== WORK TASK ==
Within the records below, find each line with the word "much" and copy it out.

== Stored items ==
* * *

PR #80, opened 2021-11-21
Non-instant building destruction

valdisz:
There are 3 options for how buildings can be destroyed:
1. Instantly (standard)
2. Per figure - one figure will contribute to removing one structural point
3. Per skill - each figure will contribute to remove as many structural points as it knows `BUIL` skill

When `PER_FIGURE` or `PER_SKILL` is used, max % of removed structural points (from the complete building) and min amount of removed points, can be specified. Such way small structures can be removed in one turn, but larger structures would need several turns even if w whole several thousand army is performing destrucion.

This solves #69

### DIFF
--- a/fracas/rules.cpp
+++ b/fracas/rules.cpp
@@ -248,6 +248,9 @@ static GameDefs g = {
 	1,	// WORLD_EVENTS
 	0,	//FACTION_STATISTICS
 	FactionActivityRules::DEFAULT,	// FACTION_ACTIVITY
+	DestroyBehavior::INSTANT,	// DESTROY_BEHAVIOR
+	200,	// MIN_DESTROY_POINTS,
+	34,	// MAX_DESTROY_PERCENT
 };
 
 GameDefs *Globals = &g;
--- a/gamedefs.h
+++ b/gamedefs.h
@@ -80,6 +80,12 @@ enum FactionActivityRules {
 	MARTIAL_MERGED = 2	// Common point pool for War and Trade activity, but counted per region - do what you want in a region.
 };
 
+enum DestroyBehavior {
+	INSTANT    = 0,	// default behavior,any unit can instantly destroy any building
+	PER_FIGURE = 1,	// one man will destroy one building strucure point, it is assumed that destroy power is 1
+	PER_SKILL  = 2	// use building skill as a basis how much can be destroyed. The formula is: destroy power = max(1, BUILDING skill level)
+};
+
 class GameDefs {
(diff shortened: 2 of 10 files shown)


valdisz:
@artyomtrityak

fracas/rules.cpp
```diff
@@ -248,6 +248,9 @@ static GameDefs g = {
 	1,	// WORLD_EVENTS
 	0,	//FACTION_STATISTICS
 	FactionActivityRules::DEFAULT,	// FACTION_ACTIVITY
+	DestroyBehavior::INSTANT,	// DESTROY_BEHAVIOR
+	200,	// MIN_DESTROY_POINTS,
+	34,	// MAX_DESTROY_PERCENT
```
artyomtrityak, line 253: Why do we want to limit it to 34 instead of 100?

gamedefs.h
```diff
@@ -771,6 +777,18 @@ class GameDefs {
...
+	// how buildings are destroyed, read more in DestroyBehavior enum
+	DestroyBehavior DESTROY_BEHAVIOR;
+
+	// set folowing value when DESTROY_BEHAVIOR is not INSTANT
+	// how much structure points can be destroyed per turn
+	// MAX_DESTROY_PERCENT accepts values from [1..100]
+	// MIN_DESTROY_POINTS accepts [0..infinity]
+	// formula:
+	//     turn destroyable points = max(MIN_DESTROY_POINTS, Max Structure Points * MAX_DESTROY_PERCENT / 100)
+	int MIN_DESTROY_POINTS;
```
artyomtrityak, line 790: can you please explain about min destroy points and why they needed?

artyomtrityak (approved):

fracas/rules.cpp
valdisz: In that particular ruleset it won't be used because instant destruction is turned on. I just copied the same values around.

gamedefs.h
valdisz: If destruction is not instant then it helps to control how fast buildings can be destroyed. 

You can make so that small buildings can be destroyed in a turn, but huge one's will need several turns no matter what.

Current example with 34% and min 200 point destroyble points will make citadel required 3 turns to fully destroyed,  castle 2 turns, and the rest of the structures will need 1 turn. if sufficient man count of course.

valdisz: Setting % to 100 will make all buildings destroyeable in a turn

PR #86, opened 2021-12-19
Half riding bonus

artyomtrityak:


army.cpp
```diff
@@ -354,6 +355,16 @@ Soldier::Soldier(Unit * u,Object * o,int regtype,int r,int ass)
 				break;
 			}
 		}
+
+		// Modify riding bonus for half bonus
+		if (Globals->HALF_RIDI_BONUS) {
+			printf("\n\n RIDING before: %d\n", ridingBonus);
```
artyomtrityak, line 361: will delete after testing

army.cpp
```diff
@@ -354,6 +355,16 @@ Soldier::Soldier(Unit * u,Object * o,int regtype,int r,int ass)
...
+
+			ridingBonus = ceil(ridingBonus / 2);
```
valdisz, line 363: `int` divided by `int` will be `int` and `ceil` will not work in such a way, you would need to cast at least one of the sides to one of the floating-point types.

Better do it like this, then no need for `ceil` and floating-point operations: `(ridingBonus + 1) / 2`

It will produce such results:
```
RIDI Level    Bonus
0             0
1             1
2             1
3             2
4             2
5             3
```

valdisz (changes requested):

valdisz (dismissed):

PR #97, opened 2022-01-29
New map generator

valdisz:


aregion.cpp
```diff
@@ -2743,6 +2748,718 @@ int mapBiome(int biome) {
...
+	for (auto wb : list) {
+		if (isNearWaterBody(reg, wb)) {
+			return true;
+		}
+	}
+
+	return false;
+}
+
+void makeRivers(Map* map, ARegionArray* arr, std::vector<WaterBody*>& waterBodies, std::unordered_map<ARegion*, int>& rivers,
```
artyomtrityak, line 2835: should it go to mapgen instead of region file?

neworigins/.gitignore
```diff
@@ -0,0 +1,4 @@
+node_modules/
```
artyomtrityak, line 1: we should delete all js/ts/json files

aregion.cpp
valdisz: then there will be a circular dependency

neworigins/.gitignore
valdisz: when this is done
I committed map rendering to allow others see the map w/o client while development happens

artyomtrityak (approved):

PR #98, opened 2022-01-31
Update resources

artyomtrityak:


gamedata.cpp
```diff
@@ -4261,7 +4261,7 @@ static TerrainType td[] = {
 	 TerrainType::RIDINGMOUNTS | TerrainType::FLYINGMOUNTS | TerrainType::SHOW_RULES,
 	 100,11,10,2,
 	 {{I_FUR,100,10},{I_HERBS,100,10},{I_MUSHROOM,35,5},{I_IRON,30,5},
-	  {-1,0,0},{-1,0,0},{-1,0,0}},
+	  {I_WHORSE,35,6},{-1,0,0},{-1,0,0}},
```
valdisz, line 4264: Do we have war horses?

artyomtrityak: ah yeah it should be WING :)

* * *

== RESPONSE FOR THIS EXERCISE ==
+	PER_SKILL  = 2	// use building skill as a basis how much can be destroyed. The formula is: destroy power = max(1, BUILDING skill level)
+	// how much structure points can be destroyed per turn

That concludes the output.